That's just you being confused again since I've been riding mountain bikes since 1988. The truth is that the many different types of bikes that I have ridden over the years allow me to easily understand that you're not riding a bike. It's a friggin' motorcycle.

Texas Mopeds
In Texas, a moped is defined as a motor-driven cycle that:

CANNOT drive faster than 30 MPH in 1 mile.
Has an engine that CANNOT generate more than 2 brake horsepower.
ADDITIONALLY, if has an internal combustion engine, the piston displacement must NOT exceed 50 cc, and the power drive system must NOT require the rider to shift gears.
*If your vehicle exceeds any of the above criteria, then it's automatically classified as a motorcycle.*​


mattkock said:


> Buh-Bye brownpownow


 Second time's the charm?


----------



## tuckerjt07 (Nov 24, 2016)

life behind bars said:


> Ride away on private land but please respect the law on public land.
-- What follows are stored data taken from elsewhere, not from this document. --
PR #5413, opened 2025-07-23
feat(core): derive entropy from master key

cepetr:
This PR introduces a new approach to calculating entropy (storage salt) used during storage initialization on T3W1.

- A new vendor header field (`fw_type`) has been introduced - currently used only on T3W1 and D002.
- Entropy is now derived from the unprivileged master key and diversified using the firmware type read from the vendor header.
- The entropy module API was updated to support variable-length entropy data.

**This PR introduces an incompatibility with data stored in the storage. After booting T3W1, a progress screen briefly appears with "WRONG PIN", followed by a RSOD with a runtime error. This is expected behavior, which needs to be resolved by performing a factory reset in the bootloader.**


core/embed/util/image/inc/util/image.h
```diff
@@ -88,6 +88,22 @@ typedef struct {
...
+//
+typedef enum {
+  // Reserved value (may appear in legacy vendor headers)
+  VENDOR_FW_TYPE_RESERVED = 0,
+  // Unsafe firmware (e.g. development or custom firmware)
+  VENDOR_FW_TYPE_UNSAFE = 1,
+  // Official Trezor firmware
+  VENDOR_FW_TYPE_SAFE = 2,
+  // Official Trezor firmware with BTC-only support
+  VENDOR_FW_TYPE_SAFE_BTC_ONLY = 2,
```
TychoVrahe: should be 3 and prodtest below 4

core/embed/models/T3W1/vendorheader/vendor_dev_DO_NOT_SIGN.json
```diff
@@ -2,6 +2,7 @@
     "header_len": 1024,
     "text": "DEV ONLY, DO NOT USE!",
     "hw_model": "T3W1",
+    "fw_type": 1,
```
TychoVrahe: I think that devkit headers should mimic the production headers, so that we can test any related behavior properly. Thus this one should be type 2 and `vendor_prodtest_DO_NOT_SIGN` should be 4

core/embed/util/image/inc/util/image.h
cepetr: yes, fixed, see 627e8576d2c7f8113ef42a8d68e6e7ddde6385b9

core/embed/models/T3W1/vendorheader/vendor_dev_DO_NOT_SIGN.json
cepetr: Ok, so how about to change it for D002 as well:

|                  |   T3W1      |   D002    |
|----------------------|-------------|-----------|
| dev_DO_NOT_SIGN      |   1 -> 2    |   1 -> 2  |
| prodtest_DO_NOT_SIGN |   1 -> 4    |   1 -> 4  |
| unsafe               |     1       |     1     |
| prodtest             |     4       |     –     |
| trezor_btconly       |     3       |     –     |
| trezor               |     2       |     –    |

Do we need to have `1` - unsafe then? Is anything that is not officially signed unsafe?

TychoVrahe: Unsafe is for custom firmware. On production devices its only way to upload anything not officially signed, on devkits its useful just for testing the unsafe fw differences, like the warning screen, runtime limit etc.

TychoVrahe: Otherwise i agree with the table.

cepetr: I updated values, see f71d1b6be83ec8bbfd5671846cfe7c4e1bcaa034, please double check

core/embed/models/D002/vendorheader/vendor_dev_DO_NOT_SIGN.json
```diff
@@ -2,6 +2,7 @@
     "header_len": 4608,
     "text": "DEV ONLY, DO NOT USE!",
     "hw_model": "D002",
+    "fw_type": 2,
```
andrewkozlik, line 5: I am not clear on what's the difference between UNSAFE and dev_DO_NOT_SIGN. Is UNSAFE what we normally refer to as custom firmware on normal end-user devices? What's the latter then? Is it firmware that can be run only on developer devices that have a special boardloader/bootloader?

The reason why I ask is that it seems to me that `fw_type` should be associated with the pubkeys, in which case these `fw_type`s for dev_DO_NOT_SIGN would be 1. However if these vendor headers are usable only on special developer devices, then the current numbers make sense.

TychoVrahe: correct DO_NOT_SIGN headers are for devktis/devices with non-production bootloaders only, unsafe is for custom firmware on production devices. See also discussion above.

core/embed/util/image/inc/util/image.h
```diff
@@ -88,6 +88,22 @@ typedef struct {
...
+  // Reserved value (may appear in legacy vendor headers)
+  VENDOR_FW_TYPE_RESERVED = 0,
+  // Unsafe firmware (e.g. development or custom firmware)
+  VENDOR_FW_TYPE_UNSAFE = 1,
+  // Official Trezor firmware
+  VENDOR_FW_TYPE_SAFE = 2,
+  // Official Trezor firmware with BTC-only support
+  VENDOR_FW_TYPE_SAFE_BTC_ONLY = 3,
+  // Official Trezor prodtest firmware
+  VENDOR_FW_TYPE_SAFE_PRODTEST = 4,
```
matejcik: no reason to spell out "safe", everything is "safe" except the one custom entry

```suggestion
  // Custom (unsafe) firmware
  VENDOR_FW_TYPE_UNSAFE = 1,
  // Trezor Universal firmware
  VENDOR_FW_TYPE_UNIVERSAL = 2,
  // Trezor Bitcoin-only firmware
  VENDOR_FW_TYPE_BTC_ONLY = 3,
  // Factory tester firmware
  VENDOR_FW_TYPE_PRODTEST = 4,
```

cepetr: Shouldn't we also rename  `VENDOR_FW_TYPE_UNSAFE` to `VENDOR_FW_TYPE_CUSTOM`?

core/embed/sec/entropy/inc/sec/entropy.h
andrewkozlik, line 1: I think that shortening the name to simply entropy like `entropy.h`, `entropy_get()`, `ENTROPY_MAX_SIZE` etc. is not a good idea. Entropy is a very generic term which we use to mean randomness. The previous term that we used here was "hardware entropy", which was meant to combine hardware-specific pieces of information to add randomness to the storage encryption process. The term entropy is also used for the Host's random secret during seed generation. We should either go back to the previous term, which is not very good now, because there is nothing hardware-specific about it any more, or we should use a term which expresses how the secret is used, such as "storage salt". Whatever we do, the terminology used in secret_keys.h should match.

core/embed/util/image/inc/util/image.h
cepetr: renamed, see ce27f77484dbcdb6c7b86cdac037de0702dee20b

core/embed/sec/entropy/inc/sec/entropy.h
cepetr: As we discussed in person, I'll rename the module to `storage_salt` or something similar and move it to the new `sec/storage` folder.  I’ve found it much easier to do this as part of the following PR (#5394 – not ready yet), where I am going to remove entropy api from syscall/smcall interface and add the `storage_setup()` function.

cepetr: PR #5394 where `entropy` is renamed to `storage_salt` is almost ready

Issue #5404, opened 2025-07-22
Check return values in `**/main.c`


onvej-sl:
I suggest checking the return values of the `*_init()` functions in the `**/main.c` files.

PR #5416, opened 2025-07-23
Refactor tropic inicialization

onvej-sl:


onvej-sl:
See also https://github.com/trezor/trezor-firmware/issues/5404.

core/embed/projects/secmon/main.c
```diff
@@ -86,7 +86,7 @@ static void drivers_init(void) {
 #endif
 
 #ifdef USE_TROPIC
-  tropic_init();
```
onvej-sl: I don't understand why `tropic_init()` is called in both the kernel and the secure monitor.

TychoVrahe: in kernel, `tropic_init` is called only if `SECURE_MODE` is defined, which is defined when we are not using secure monitor.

He's good on most public land in Arkansas as well. Not that there is a lot of it worth riding but there's no explicit policy banning them.
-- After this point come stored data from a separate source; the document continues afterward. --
PR #5417, opened 2025-07-23
Firmware autodim

obrusvit:
This PR implements autodim functionality in firmware.

cfd9087b132b7a28c21fa2c62be11e971173e475 Firstly, a new `pm` (power manager) module is exposed to MicroPython which supports two functions:
- `suspend()` - this is not yet used in this PR
- `is_usb_connected()`

e88ee707e557d011eced3edcbb3e3d98003de3ff Similarly to bootloader, firmware sets backlight to LOW (45) after 30s of inactivity when the device is not connected via USB. This is implemented via `IdleTimer` which is newly "poked" also by `Progress::report` and also by connecting/disconnecting USB charger.


core/src/trezor/ui/__init__.py
```diff
@@ -374,34 +377,52 @@ def create_tasks(self) -> Iterator[loop.Task]:
...
+        def _handle_touch_events(self) -> Generator:
+            """Task that is waiting for the user touch input."""
+            touch = loop.wait(io.TOUCH)
+            try:
+                while True:
+                    # Using `yield` instead of `await` to avoid allocations.
+                    event = yield touch
+                    workflow.idle_timer.touch()
+                    if utils.USE_POWER_MANAGER:
+                        autodim_clear()
```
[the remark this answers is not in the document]
obrusvit: This is correct because clearing the autodim state is not needed when power management is not a part of the build.

core/embed/rust/src/ui/api/firmware_micropython.rs
```diff
@@ -1228,6 +1228,21 @@ pub extern "C" fn upy_check_homescreen_format(data: Obj) -> Obj {
...
+pub extern "C" fn upy_backlight_get() -> Obj {
+    let block = || {
+        #[cfg(feature = "backlight")]
+        {
+            let backlight_level = backlight();
+            Ok(Obj::try_from(backlight_level)?)
+        }
+        #[cfg(not(feature = "backlight"))]
+        {
+            Ok(Obj::const_none())
```
romanz: nit: maybe it's clearer to raise `mp_type_NotImplementedError`?
This way `backlight_get()` return type won't have to be `int | None`.

core/embed/upymod/modtrezorio/modtrezorio-pm.h
```diff
@@ -0,0 +1,98 @@
...
+     MP_ROM_PTR(&mod_trezorio_pm_is_usb_connected_obj)},
+
+    // Wakeup flag constants
+    {MP_ROM_QSTR(MP_QSTR_WAKEUP_FLAG_BUTTON), MP_ROM_INT(WAKEUP_FLAG_BUTTON)},
+    {MP_ROM_QSTR(MP_QSTR_WAKEUP_FLAG_POWER), MP_ROM_INT(WAKEUP_FLAG_POWER)},
+    {MP_ROM_QSTR(MP_QSTR_WAKEUP_FLAG_BLE), MP_ROM_INT(WAKEUP_FLAG_BLE)},
+    {MP_ROM_QSTR(MP_QSTR_WAKEUP_FLAG_NFC), MP_ROM_INT(WAKEUP_FLAG_NFC)},
+    {MP_ROM_QSTR(MP_QSTR_WAKEUP_FLAG_RTC), MP_ROM_INT(WAKEUP_FLAG_RTC)},
+
+    // Power manager event flags
```
romanz, line 85: Are the new event flag used in this PR?

core/embed/upymod/modtrezorio/modtrezorio-pm.h
```diff
@@ -0,0 +1,98 @@
...
+///     failure.
+///     Wakeup flags: BUTTON=1, POWER=2, BLE=4, NFC=8, RTC=16
+///     """
+STATIC mp_obj_t mod_trezorio_pm_suspend() {
+  wakeup_flags_t wakeup_flags = 0;
+  pm_status_t res = pm_suspend(&wakeup_flags);
+  if (res != PM_OK) {
+    mp_raise_msg(&mp_type_RuntimeError, MP_ERROR_TEXT("Failed to suspend"));
+  }
+  return mp_obj_new_int((mp_int_t)wakeup_flags);
```
romanz: nit:

```suggestion
  return mp_obj_new_int_from_uint(wakeup_flags);
```

core/src/apps/base.py
```diff
@@ -485,6 +485,10 @@ def boot() -> None:
         workflow_handlers.register(msg_type, handler)
 
     reload_settings_from_storage()
+    if utils.USE_POWER_MANAGER:
+        from apps.management.pm.autodim import autodim_display
```
romanz, line 491: Can `pm` module be excluded from build, if `USE_POWER_MANAGER` is not set?

core/src/trezor/ui/__init__.py
```diff
@@ -374,34 +377,52 @@ def create_tasks(self) -> Iterator[loop.Task]:
...
-                event = yield touch
-                workflow.idle_timer.touch()
-                self._event(event_call, *event)
-        except Shutdown:
-            return
-        finally:
-            touch.close()
+    if utils.USE_BUTTON:
+
+        def _handle_button_events(self) -> Generator:
```
romanz, line 394: `_handle_button_events` and `_handle_touch_events` look quite similar...

Would it be possible to use `_handle_input_iface` for both of them, and rely on `if utils.USE_POWER_MANAGER:` branch being dropped in compile time for models that don't support power management?

obrusvit: This is a preparation for suspend functionality where `_handle_button_events` will also check if power button was pressed and if so, then calls `suspend_device()` function (not yet in this PR).

ISTM, that doing it all in one function seems too much because you need to check for `if utils.USE_POWER_MANAGER` and then also whether it's `io.BUTTON` or `io.TOUCH`

core/embed/upymod/modtrezorio/modtrezorio-pm.h
obrusvit: Wakeup flags are prepared for suspend functionality.

As for Event flags, only `EVENT_USB_CONNECTED_CHANGED` is used now in `src/trezor/ui/__init__.py::_handle_power_manager`

core/embed/upymod/modtrezorio/modtrezorio-pm.h
obrusvit: https://github.com/trezor/trezor-firmware/pull/5417/commits/ea72c991758f468ec113dd504a2d5b7ec174caad

core/src/apps/base.py
obrusvit: Thanks, this should do it
https://github.com/trezor/trezor-firmware/pull/5417/commits/926ab04c162b3e24a76e0c206c9f1ab296df2d09

core/embed/rust/src/ui/api/firmware_micropython.rs
obrusvit: You're right, but we do not have `NotImplementedError` exposed in `error.rs`. Should I add it now? 

Or do you think raising `RuntimeError` is fine? https://github.com/trezor/trezor-firmware/pull/5417/commits/036fc012e2a9a0797c527e0dd9df561f1455e5c4

core/src/trezor/ui/__init__.py
```diff
@@ -374,34 +377,52 @@ def create_tasks(self) -> Iterator[loop.Task]:
         """Set up background tasks for a layout.
 
         Called from `start()`. Creates and yields a list of background tasks, typically
-        event handlers for different interfaces.
+        event handlers for different interfaces. Event handlers are enabled based on build options to prevent keeping stale events in the event queue.
```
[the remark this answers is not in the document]
obrusvit: https://github.com/trezor/trezor-firmware/pull/5417/commits/f50f96043f801588f70e45f93dc062e709ce549a

core/embed/rust/src/ui/api/firmware_micropython.rs
obrusvit: I messed up the build https://github.com/trezor/trezor-firmware/pull/5417/commits/c30805912701e3f5cd0f9ae0b6f5548a38235e7a

romanz: `RuntimeError` with an appropriate error message is fine.

core/embed/rust/src/ui/api/firmware_micropython.rs
```diff
@@ -1228,6 +1228,23 @@ pub extern "C" fn upy_check_homescreen_format(data: Obj) -> Obj {
     unsafe { util::try_or_raise(block) }
 }
 
+pub extern "C" fn upy_backlight_get() -> Obj {
+    let block = || {
+        #[cfg(feature = "backlight")]
+        {
+            let backlight_level = backlight();
+            Ok(Obj::try_from(backlight_level)?)
```
romanz:
```suggestion
            Ok(Obj::from(backlight_level))
```

obrusvit: https://github.com/trezor/trezor-firmware/pull/5417/commits/29b5eab774d4f07cb2a710f937d77ef1af8db628

Thanks.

Sent from my SM-N950U using Tapatalk


----------



## brent701 (Sep 17, 2012)

Technically it's not a ebike, It has a motor over 750watts and a speed of over 20 MPH for Class 1 and 2, and 28 for Class 3. 

In AR
LOCAL: Consult your local land management agency
STATE: Arkansas State Parks or Arkansas Highway and Transportation
Department do not currently have an eMTB policy
FEDERAL: On federal lands, eMTBs are considered motorized vehicles
and have access to motorized trails

brownpownow also got the TX parts for it.

Motor is just too big. 
Can't compare it to your 32x16 Carbon SS that you would need to spin 194RPM to hit 33MPH,


----------



## mattkock (Mar 19, 2009)

OMG I clearly stated that I didn't hit 33 mph on the road on my SS. I said that through the trails my Paradox bike is Nowhere near as fast or quick as my SS. I am not nearly as fast on ANY section of or Entire loop of trail in Houston or Austin on the Paradox bike as I was my SS. I used to lead the "Fast Group" rides and now I ride somewhere in the rear of the "Medium Paced" group. Not a single person I have encountered on Any trail has had a problem with it Only people online that have Never seen one in person or ridden one or ridden near one. 
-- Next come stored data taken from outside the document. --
PR #5420, opened 2025-07-24
WIP proplist extension

bieleluk:


core/embed/rust/src/ui/api/firmware_micropython.rs
```diff
@@ -1612,8 +1612,8 @@ pub static mp_module_trezorui_api: Module = obj_module! {
     ///     br_name: str,
     ///     address_item: (str, str) | None,
     ///     extra_item: (str, str) | None,
-    ///     summary_items: Iterable[tuple[str, str]] | None = None,
-    ///     fee_items: Iterable[tuple[str, str]] | None = None,
+    ///     summary_items: list[tuple[str | None, str | bytes | None, bool | None]] | None = None,
+    ///     fee_items: list[tuple[str | None, str | bytes | None, bool | None]] | None = None,
```
mmilata: Time to introduce a type alias maybe?

bieleluk: I'd like to do that, but I'm not sure how to introduce that in the comment of the Rust file.

mmilata: Just an asignment at the beginning:

```rs
/// PropEntry = tuple[str | None, str | bytes | None, bool | None]
```

possibly inside (not sure if needed):

```rs
/// if TYPE_CHECKING:
```

bieleluk: https://github.com/trezor/trezor-firmware/pull/5420/commits/55de9a292c48adb241df1cc9662edb108b4e4e79

core/src/trezor/ui/layouts/bolt/__init__.py
```diff
@@ -777,10 +777,12 @@ def confirm_value(
     if description and value:
         description += ":"
 
-    info_items = info_items or []
+    items: list[PropertyType] = (
+        [(k, v, True) for k, v in info_items] if info_items is not None else []
```
ibz:
```suggestion
        [(k, v, True) for k, v in info_items or []]
```

core/embed/rust/src/ui/layout/util.rs
```diff
@@ -114,6 +114,24 @@ impl PropsList {
...
     }
+
+    pub fn empty(
+        key_font: &'static TextStyle,
+        value_font: &'static TextStyle,
+        value_mono_font: &'static TextStyle,
+        key_value_padding: i16,
+        props_padding: i16,
+    ) -> Result<Self, Error> {
+        let empty_items = List::alloc(&[])?; // Create an empty GC list
```
ibz: nit: "empty list", not "empty items" :)

core/src/trezor/ui/layouts/eckhart/__init__.py
```diff
@@ -1348,9 +1359,16 @@ async def confirm_solana_staking_tx(
                 br_name=br_name,
                 address_item=stake_item,
                 extra_item=blockhash_item,
-                fee_items=fee_details,
+                fee_items=fee_items,
                 summary_title=title,
-                summary_items=(amount_item, fee_item) if amount_item else (fee_item,),
+                summary_items=(
+                    [
```
ibz: Rather than this if/else here, better construct the list beforehand and add the `amount_item` if needed?

core/embed/rust/src/ui/layout_eckhart/ui_firmware.rs
```diff
@@ -344,26 +344,26 @@ impl FirmwareUI for UIEckhart {
...
         let account_paragraphs = if let Some(items) = account_items {
-            let mut paragraphs = ParagraphVecShort::new();
-            for pair in IterBuf::new().try_iterate(items)? {
-                let [label, value]: [TString; 2] = util::iter_into_array(pair)?;
-                paragraphs
-                    .add(Paragraph::new(&theme::TEXT_SMALL_LIGHT, label).no_break())
-                    .add(Paragraph::new(&theme::TEXT_MONO_LIGHT, value));
-            }
-            Some(paragraphs)
+            Some(PropsList::new(
```
ibz: Could we have something like `PropsList::items_styled(items)` instead of enumerating the styles in multiple places? Also the above `PropsList::empty` has the same problem (styles duplicated in multiple calls) so maybe we could also have `empty_styled()` and `items_styled(...)` would call that internally, so all styles would stay just in one place - `empty_styled`?

core/embed/rust/src/ui/layout_eckhart/flow/confirm_summary.rs
```diff
@@ -179,14 +180,30 @@ pub fn new_confirm_summary(
     let content_extra = content_menu_info(
         extra_title.unwrap_or(TR::buttons__more_info.into()),
         None,
-        extra_paragraphs.map_or_else(ParagraphVecShort::new, |p| p),
+        extra_paragraphs.unwrap_or_else(|| {
+            unwrap!(PropsList::empty(
```
ibz: Can we have a `empty_styled()` that is like `empty` but with the styles applied, so we don't duplicate these?

core/src/trezor/ui/layouts/bolt/__init__.py
bieleluk: The suggestion you gave is right, but it was only an intermediate commit, where the `info_items` wasn't  `PropertyType` list yet.
The current code is:
`items=list(info_items) if info_items else [],`

core/embed/rust/src/ui/layout/util.rs
bieleluk: https://github.com/trezor/trezor-firmware/pull/5420/commits/9b9799adc6f6bfc4e763edd4c29ae9cd2800581e

core/src/trezor/ui/layouts/eckhart/__init__.py
bieleluk: https://github.com/trezor/trezor-firmware/pull/5420/commits/5daa860d96662c554d3e66730319f53d47de45d6

core/embed/rust/src/ui/layout_eckhart/ui_firmware.rs
bieleluk: The biggest issue here is that the `PropsList` is layout-independent. The spacing constants and the key font are mostly constant for a layout. The value and value mono fonts vary in the `Eckhart` layout (i.e., the summary screen has a bigger font compared to the properties screen), so they have to be passed each time. 
I can see 2 possible approaches to avoid repeating the constant parameters in the function call:
1. Use lazy static to define global variables before the first use. I'm not a big fan of this approach.
2. Define constants for each layout with the same name and use the conditional "import":
```
#[cfg(feature = "layout_bolt")]
use crate::ui::layout_bolt::theme::{PROPS_SPACING, PROP_INNER_SPACING};
#[cfg(feature = "layout_caesar")]
use crate::ui::layout_caesar::theme::{PROPS_SPACING, PROP_INNER_SPACING};
#[cfg(feature = "layout_delizia")]
use crate::ui::layout_delizia::theme::{PROPS_SPACING, PROP_INNER_SPACING};
#[cfg(feature = "layout_eckhart")]
use crate::ui::layout_eckhart::theme::{PROPS_SPACING, PROP_INNER_SPACING};
```

WDYT?

bieleluk: This is an example of how it can be done your way. It has advantages but also disadvantages. I don't have any strong preference for either of them.
https://github.com/trezor/trezor-firmware/pull/5420/commits/273ca4792f6d4d1d908a8635b9675438609df941

ibz: I don't have a strong opinion either, but your fix looks better IMO, since we are not repeating the styles. Nice!

PR #5421, opened 2025-07-24
Fix prodtest emulator

onvej-sl:

PR #5424, opened 2025-07-24
Update `libtropic` and `ts-tvl`

onvej-sl:
This pull request builds on of https://github.com/trezor/trezor-firmware/pull/5416 (the oldest commit) and https://github.com/trezor/trezor-firmware/pull/5421 (the second oldest commit).

The pull request updates `libtropic` and `ts-tvl` to their latest stable releases.

As side effect, it removes the `tropic.get_certificate()` function, which I found no use for in the firmware and which depends on a `libtropic` function whose API has changed.


core/site_scons/models/T3W1/emulator.py
```diff
@@ -86,6 +88,8 @@ def configure(
         paths += ["vendor/libtropic/src"]
         defines += ["USE_TREZOR_CRYPTO"]
         defines += [("LT_USE_TREZOR_CRYPTO", "1")]
+        # This is a workaround for an error caused by the redefinition of the macro `STATIC`, which is initially defined in `SConscript.unix` and later redefined in `libtropic_common.h`. As an adverse effect of defining `TEST`, all functions declared in `libtropic.c` become non-static, causing `lt_asn1_der.c` to be compiled even though it is not used.
```
onvej-sl, line 91: I don't know how to fix this issue properly. @cepetr Could you help me with that?

cepetr: `STATIC` is defined not only in `SConscript.unix`, but also in `mpconfig.h`, which is included (and heavily used) in many micropython C files, as well as in our `modtrezorxxx` files. Since we also include `libtropic` in these files, this causes a collision. Somebody needs to step aside... and it's probably not going to be MicroPython.

I believe no library should use the `STATIC` symbol in its public interface, as `libtropic` currently does. BTW, there's a similar potential issue with the `UNUSED` symbol, which need not (and should not) be defined in `libtropic_common.h`.

I think the easiest and the most correct solution is to rename `STATIC` to `LT_STATIC` (or something similar) on the `libtropic` side.

onvej-sl: > I think the easiest and the most correct solution is to rename STATIC to LT_STATIC (or something similar) on the libtropic side.

Hmm, I was hoping we could find a more elegant solution. I opened https://github.com/tropicsquare/libtropic/issues/177.

> I believe no library should use the STATIC symbol in its public interface, as libtropic currently does. BTW, there's a similar potential issue with the UNUSED symbol, which need not (and should not) be defined in libtropic_common.h.

It seems to me that this should not be a problem, as `UNUSED` is used only within `libtropic`'s `*.c` files, and these files do not include our header files.

cepetr: We include `libtropic.h`, that includes `libtropic_common.h`, so there's potential collision with our definition.

onvej-sl: You are right. I didn't realize that `UNUSED` is defined in `libtropic.h`, even though it doesn't need to be, since it is only used in `*.c` files.

onvej-sl:
Closing in favour of https://github.com/trezor/trezor-firmware/pull/5525.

EVERY single person I have encountered on the trail has been super stoked to see me back out there. 

My let's say heavier set friend (215lbs) rode it in our neighborhood and could only get it up to 23mph so maybe I should just eat a Lot of Whataburger before OuterBike. Would that make you guys happy? 

Just like I said before I am just so happy to be back out on the trails even if I'm NOT Burning them up like I did on my 13lb. Carbon SS.

Man I miss my knee.


----------



## mattkock (Mar 19, 2009)

I wonder if Martyn Ashton has to answer all these questions. And before you get started yes I know Whistler is Private Land. This video always makes me cry because without MY friends I would still be riding my sofa. I Love them


----------



## brent701 (Sep 17, 2012)

mattkock said:


> OMG I clearly stated that I didn't hit 33 mph on the road on my SS. I said that through the trails my Paradox bike is Nowhere near as fast or quick as my SS. I am not nearly as fast on ANY section of or Entire loop of trail in Houston or Austin on the Paradox bike as I was my SS. I used to lead the "Fast Group" rides and now I ride somewhere in the rear of the "Medium Paced" group. Not a single person I have encountered on Any trail has had a problem with it Only people online that have Never seen one in person or ridden one or ridden near one.
> 
> EVERY single person I have encountered on the trail has been super stoked to see me back out there.
> 
> ...


What ever gets ya on the trails and legal is all good.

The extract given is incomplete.